Excavations near Mexico City have provided scientists with new information on the clashes between Spanish conquistadores and Aztecs. In particular, it appears that about a year after Hernan Cortes arrived in Mexico, a convoy was captured by Aztec-allied native defenders, sacrificed and probably eaten.
The capture of the convoy has been recorded by Spanish chroniclers, including Hernan Cortes, but this is the first time researchers find details of what actually happened.
The convoy consisted of about 15 Spaniards, 45-foot soldiers of Cuban, African and Indian descent, women, and 350 allies of the Spaniards, including Mayas. The local people were the Texcocanos or Acolhuas, allies of Tetzcoco, an Aztec city.
The Acolhuas adjusted and remade Zultepec, a nearby town, to accommodate the prisoners and the site was renamed from Zultepec to Tecoaque, meaning in Nahuatl language “the place where they ate them”.

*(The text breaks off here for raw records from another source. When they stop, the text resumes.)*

PR #2312, opened 2023-02-06
Enforce the same minimum TLS version (1.2) for both TLS backends

LukeMathWalker:
## Motivation and Context
We already require TLS 1.2 or above when using the `rustls` backend. This PR makes sure that the same minimum applies to the `native-tls` backend.

## Checklist

----

### DIFF
--- a/rust-runtime/aws-smithy-client/src/lib.rs
+++ b/rust-runtime/aws-smithy-client/src/lib.rs
@@ -78,7 +78,13 @@ pub mod conns {
 
     #[cfg(feature = "native-tls")]
     pub fn native_tls() -> NativeTls {
-        hyper_tls::HttpsConnector::new()
+        let mut tls = hyper_tls::native_tls::TlsConnector::builder();
+        let tls = tls
+            .min_protocol_version(Some(hyper_tls::native_tls::Protocol::Tlsv12))
+            .build()
+            .unwrap_or_else(|e| panic!("Error while creating TLS connector: {}", e));
+        let mut http = hyper::client::HttpConnector::new();
+        hyper_tls::HttpsConnector::from((http, tls.into()))
     }
 
     #[cfg(feature = "native-tls")]
--- a/rust-runtime/aws-smithy-client/src/lib.rs
+++ b/rust-runtime/aws-smithy-client/src/lib.rs
@@ -72,11 +72,19 @@ pub mod conns {
     }
 
     #[cfg(feature = "rustls")]
+    /// Return a default HTTPS connector backed by the `rustls` crate.
+    ///
+    /// It requires a minimum TLS version of 1.2.
+    /// It allows you to connect to both `http` and `https` URLs.
     pub fn https() -> Https {
         HTTPS_NATIVE_ROOTS.clone()
     }
 
     #[cfg(feature = "native-tls")]
+    /// Return a default HTTPS connector backed by the `hyper_tls` crate.
+    ///
+    /// It requires a minimum TLS version of 1.2.
+    /// It allows you to connect to both `http` and `https` URLs.
     pub fn native_tls() -> NativeTls {
         let mut tls = hyper_tls::native_tls::TlsConnector::builder();
         let tls = tls
--- a/rust-runtime/aws-smithy-client/src/lib.rs
+++ b/rust-runtime/aws-smithy-client/src/lib.rs
@@ -91,7 +91,7 @@ pub mod conns {
             .min_protocol_version(Some(hyper_tls::native_tls::Protocol::Tlsv12))
             .build()
             .unwrap_or_else(|e| panic!("Error while creating TLS connector: {}", e));
-        let mut http = hyper::client::HttpConnector::new();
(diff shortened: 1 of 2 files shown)


rust-runtime/aws-smithy-client/src/lib.rs
```diff
@@ -78,7 +78,13 @@ pub mod conns {
 
     #[cfg(feature = "native-tls")]
     pub fn native_tls() -> NativeTls {
```
crisidev, line 80: I guess returning an error here is too much of a breaking change right?

crisidev (approved):

rust-runtime/aws-smithy-client/src/lib.rs
LukeMathWalker: It's also unnecessary - that should never fail since we are building the default configuration with known-good settings.

rust-runtime/aws-smithy-client/src/lib.rs
```diff
@@ -78,7 +78,13 @@ pub mod conns {
...
-        hyper_tls::HttpsConnector::new()
+        let mut tls = hyper_tls::native_tls::TlsConnector::builder();
+        let tls = tls
+            .min_protocol_version(Some(hyper_tls::native_tls::Protocol::Tlsv12))
+            .build()
+            .unwrap_or_else(|e| panic!("Error while creating TLS connector: {}", e));
+        let mut http = hyper::client::HttpConnector::new();
+        hyper_tls::HttpsConnector::from((http, tls.into()))
```
benlcb, line 87: This will still allow `http` connections when supplying an `http` URL. 
Maybe a comment should be added to the `native_tls()` function to make users aware of that?

LukeMathWalker: Added documentation to both `native_tls` and `https` in https://github.com/awslabs/smithy-rs/pull/2312/commits/97b3d33fcd0d8b2041531767f073f38121cf685b - do you think it's clear enough?

Velfi (approved):

rust-runtime/aws-smithy-client/src/lib.rs
benlcb: Yes it's very clear, thank you! :)

rust-runtime/aws-smithy-client/src/lib.rs
```diff
@@ -72,13 +72,27 @@ pub mod conns {
...
+    /// It allows you to connect to both `http` and `https` URLs.
     pub fn native_tls() -> NativeTls {
-        hyper_tls::HttpsConnector::new()
+        let mut tls = hyper_tls::native_tls::TlsConnector::builder();
+        let tls = tls
+            .min_protocol_version(Some(hyper_tls::native_tls::Protocol::Tlsv12))
+            .build()
+            .unwrap_or_else(|e| panic!("Error while creating TLS connector: {}", e));
+        let http = hyper::client::HttpConnector::new();
+        hyper_tls::HttpsConnector::from((http, tls.into()))
```
david-perez, line 95: Is the `.into()` necessary? Isn't `tls` already of type `TlsConnector`?

rust-runtime/aws-smithy-client/src/lib.rs
```diff
@@ -72,13 +72,27 @@ pub mod conns {
...
+    ///
+    /// It requires a minimum TLS version of 1.2.
+    /// It allows you to connect to both `http` and `https` URLs.
     pub fn native_tls() -> NativeTls {
-        hyper_tls::HttpsConnector::new()
+        let mut tls = hyper_tls::native_tls::TlsConnector::builder();
+        let tls = tls
+            .min_protocol_version(Some(hyper_tls::native_tls::Protocol::Tlsv12))
+            .build()
+            .unwrap_or_else(|e| panic!("Error while creating TLS connector: {}", e));
```
david-perez, line 93:
```suggestion
            .unwrap_or_else(|e| panic!("error creating TLS connector: {}", e));
```

nit: the convention we've been following for panic and `Error` messages is for them to be uncapitalized.

rust-runtime/aws-smithy-client/src/lib.rs
LukeMathWalker: Yes, otherwise you get the following compilation error:
```
error[E0277]: the trait bound `hyper_tls::HttpsConnector<_>: From<(hyper::client::HttpConnector, TlsConnector)>` is not satisfied
  --> aws-smithy-client/src/lib.rs:95:9
   |
95 |         hyper_tls::HttpsConnector::from((http, tls))
   |         ^^^^^^^^^^^^^^^^^^^^^^^^^^^^^^^ the trait `From<(hyper::client::HttpConnector, TlsConnector)>` is not implemented for `hyper_tls::HttpsConnector<_>`
   |
   = help: the trait `From<(T, tokio_native_tls::TlsConnector)>` is implemented for `hyper_tls::HttpsConnector<T>`
```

The prisoners were sacrificed over a period of about 6 months in honour of different deities and probably eaten. Clay figurines were carved, either by the inhabitants or by the captives, depicting the strange to the natives features of the unfamiliar races, and then were symbolically decapitated. “We have figurines of blacks, of Europeans, that were then intentionally decapitated,” said Enrique Martinez, the government archaeologist leading this year’s round of excavations at the site. Traces on the remains show that not only animals, but also humans, were probably eaten by the locals.
When some time later Cortes was about to conquer the particular area, the locals tried to bury the evidence of the sacrifice, thus providing protection for the remains that have now been discovered by archaeologists.
Archaeologists have also found more than 200 artifacts, including a riding spur, a brooch, rings, iron nails and glazed ceramic figurines, in 11 cisterns around the site, and plan to explore three more in the coming months.
Explorations at the site began in the 1990s and the new findings have been announced by Mexico’s National Institute of Anthropology and History.